In this case, although petitioner outlined purported needs of her teenage children — ranging from new clothes and “expensive juice” to a new horse and an updated computer — it is clear that these needs do not require annual child support in excess of $83,000. Indeed, the child support petitioner was receiving as of the second hearing ($1,251 per week/$65,052 per year) was more than either petitioner or her current spouse earned and was sufficient to cover all of petitioner’s household expenses as outlined by her on a 1997 financial statement. Tellingly, petitioner testified that she had no idea how she would spend $65,000 per year on her children and her current spouse testified that the child support would be used to paint and restore the couple’s house. Finally, in finding it appropriate to apply a reduced percentage to the combined parental income over $80,000, we also deem it relevant that respondent is responsible for providing health insurance for the children (see generally, Family Ct Act § 413 [1] [f] [10]; Matter of Bryant v Bryant, 235 *273AD2d 116, 121-122) and that his increased income over the years was not based on a windfall but rather the direct result of his personal efforts to succeed in a highly competitive business (see, Family Ct Act § 413 [1] [f] [10]).
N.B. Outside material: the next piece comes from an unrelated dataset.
PR #535, opened 2020-09-18
add initial work for vqa ui

jonborchardt:


dirkgr (approved):
Only took a cursory glance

Given our findings, respondent’s child support obligation must be computed as follows: (1) respondent’s income ($244,827.36) + petitioner’s income ($37,794.50) = combined parental income ($282,621.86); (2) appropriate child support percentage (25%) X $80,000 = child support obligation ($20,000); (3) appropriate child support percentage (15%) X combined parental income in excess of $80,000 ($202,621.86) = additional child support obligation ($30,393.28); (4) respondent’s income ($244,827.36) = 87% of combined parental income; (5) 87% X total child support obligation ($50,393.28) = respondent’s annual child support obligation ($43,842.15); and (6) $43,842.15 divided by 52 = $843.12 (see, Family Ct Act § 413 [1] [c]). Therefore, respondent is ordered to pay child support in the amount of $843.12 per week.

Finally, having failed to object to the Hearing Examiner’s award of counsel fees in his written objections to Family Court, respondent has waived appellate review of this issue (see, Matter of Stoltz v Stoltz, 257 AD2d 719, 721, n; Matter of Ballard v Davis, 248 AD2d 858, 859, supra).

Mikoll, J. P., Mercure, Crew III and Peters, JJ., concur.

Ordered that the order is modified, on the law and the facts, without costs, by directing respondent to pay child support in the amount of $843.12 per week, and, as so modified, affirmed.

. As neither party filed objections to the Hearing Examiner’s computation of petitioner’s income, we will not disturb the finding that petitioner’s income is $37,794.50.

. To the extent that the Hearing Examiner held that “child support is not limited by need and represents the ability of a child to share its [sic] parents’ .lifestyle and resources”, we clarify what we believe to be a misreading of Matter of Cassano v Cassano (supra). In discussing the purpose of the CSS A generally, the Court of Appeals noted that there was a shift from a needs-based determination to a determination based on parental income (see, id., at 652; see, Matter of Jones v Reese, 227 AD2d 783, 784, supra). The Court’s observation of the statute’s general objectives should not be misread to eliminate completely an analysis of children’s needs as one of many factors to be considered by a court should it choose to deviate from the statutory percentage on income in excess of $80,000.